2.6 Treatment (Post-exposure Prophylaxis)
As
the animal treatment, the treatment is seldom possible and done for animals infected
with anthrax because of the rapid and fatal course of the disease once symptoms
become apparent. However, if time permits, antibiotic drugs (Penicillin, oxytetracycline,
doxycycline, dihydrostreptomycin, chloramphenicol, and rifampin) may be used
with good effect. If animals are likely to be continually exposed to infection,
for example by grazing over infected pastures, vaccination with anthrax spore
vaccine is recommended.
This vaccine is
safe to use and protects the animals for six months or more. Animals remain in
a susceptible state, however, for about ten days after vaccination, and should
be isolated as far as possible from contact with possible sources of infection
during this period. When the circumstances appear to warrant treatment with
antibiotics or vaccine, a veterinary surgeon should be consulted. As a note:
Antibiotics and vaccines should not be used at the same time because
antibiotics interfere with the development of immunity.
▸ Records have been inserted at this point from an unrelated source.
PR #12199, opened 2024-10-21
refactor: replace unstable_screenStyle with backgroundColor from contentStyle

maciekstosio:
Corresponding PR in react-native-screens: https://github.com/software-mansion/react-native-screens/pull/2419. 

## Change

Instead of adding `unstable_screenStyle` that directly adds background on `Screen` component, we can pick the `backgroundColor` from `contentStyle` and apply it on `Screen` component, without exposing unstable prop.

### DIFF
--- a/packages/native-stack/src/types.tsx
+++ b/packages/native-stack/src/types.tsx
@@ -445,6 +445,8 @@ export type NativeStackNavigationOptions = {
   gestureDirection?: ScreenProps['swipeDirection'];
   /**
    * Style object for the scene content.
+   *
+   * As a workaround to truncated sheet content, formSheet uses backgroundColor from contentStyle and applies it on Screen.
    */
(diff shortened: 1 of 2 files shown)


kkafar (commented):
Okay, this looks solid. 

One last thing to do would be to update description of `contentStyle` in types so that it is known that you can set it to workaround the "truncated sheet content" issue.

kkafar:
I think you're right @satya164, but we'll keep the order here. Merge this & later migrate with your after your PR lands (because we want to include this in todays beta).

kkafar:
Hey, https://github.com/software-mansion/react-native-screens/pull/2433 has been merged - we should be able to proceed now

maciekstosio:
Closing in favor of: https://github.com/react-navigation/react-navigation/pull/12218/files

If animals require
antibiotics shortly after vaccination they should be revaccinated 10 days after
the antibiotic treatment has stopped.
CHAPTER III
CONCLUSION AND SUGGESTION
3.1 Conclusion
Based on the discussion, we conclude that:
1.
Bacillus anthracis as the causative agent of
anthrax, it’s a large, gram-positive, aerobic,
spore-forming, grows readily at a temperature of 37°C, and forms
large colonies with irregularly tapered outgrowths.
2.
The anthrax cycle begins from
anthrax spores that survive in the soil of pasture area and then infect human
also animal by cutaneous, inhalational, and ingestion infection where cutaneous
is highest infection.
3.
The increment of prevalence of
the disease can be seen in animal and human cases where untreated condition
increasing case fatality rate while treated condition decreasing case-fatality
rate.
4.
Several diagnosis methods that
can be carried out such as Blood smear rationale, Diagnosis based on the antigents
(Ascoli test), and molecular diagnosis where Ascoli test more simple, rapid,
and sensitive.
5.
The clinical signs of infected
animals sometimes unvisible (suddenly death), but sometimes such as shivering
and twitching also diarrhea as onset of infection.
6.
The treatment can be done by
therapy of antibiotic drugs and vaccination, but it must be used in different
time.
3.2 Suggestion
Based on this paper, the author give the suggestion that
anthrax disease is a hazardous infection as well for human and animals. Therefore, know
the sources and cycle of the disease and then cut and close the cycle are important.